The take away is that observation seems to support the theory that small physical problems can cause behavioral anomalies. Anomalies such as many of us view religious belief.

Think about the aberrational behavior patterns we see in people strongly related to the church. Maybe you’ll get the same understanding that I have.

 

 

New Math And “The Problem”

It doesn’t matter how you add this up, these stories sum as in indictment of religions. Primarily the big three monotheistic, Abrahamic religions. Sure, sure. You can argue that there are pedophiles, rapists, thieves, and abusers everywhere and in all communities. I suppose there will always be some small percentage of humanity which is wont to be such ways. The trouble here is that these people are operating within and behind the protection of a community of people which claims the high road on morality, which claims to ‘KNOW’ god and his morals.

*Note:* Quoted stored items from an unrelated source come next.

PR #37, opened 2019-09-13
Allow override of default controller

hopsoft:


pjforde1978:
Just a bit of late-breaking thought on an otherwise perfect commit...

I just implemented my first override controller, and it works well, but I had to do some extra bits to get it going. It will have to be documented, is all.

So the basic pattern is that you can/should start off by taking a copy of stimulus_reflex_controller.js from the package/gem and putting it in your app/javascript/controllers folder. I called mine reflex_controller.js.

Statistically we shouldn’t be surprised that these types of people are religious. In the US about 70% of all criminals should be religious. In Islamic countries generally 95% or more are religious, or should be. The problem being that religions claim to keep adherents on the straight and narrow path. The news is increasingly filled with stories of failed theists. It seems every day that there is another horror story of a cleric gone bad. It happens in Christianity, Islam, and Judaism. This god of Abraham seems to be nothing more than a scam or con.

Yes, you can tell me that they aren’t true believers but the rest of us can’t tell them apart from other ‘believers’ and apparently neither can you or the real believers till they get caught. No matter what you claim this religion stuff does’t seem to work. There haven’t been any supposed miracles for 2000 years or more and that praying for the church doesn’t seem to protect it from the very clerics who run it. Clearly belief, prayer, nor even scholarly endeavors can protect the faithful from the faithful.

 

 

A question for the believers out there: Knowing stuff like can be found in the news, why would I need to get involved in your religion or faith? Clearly it doesn’t work any better than sleeping in on Sundays does. Oh, I forgot, god helped you find your keys… but he didn’t have time to stop the preacher from raping your niece…. makes sense!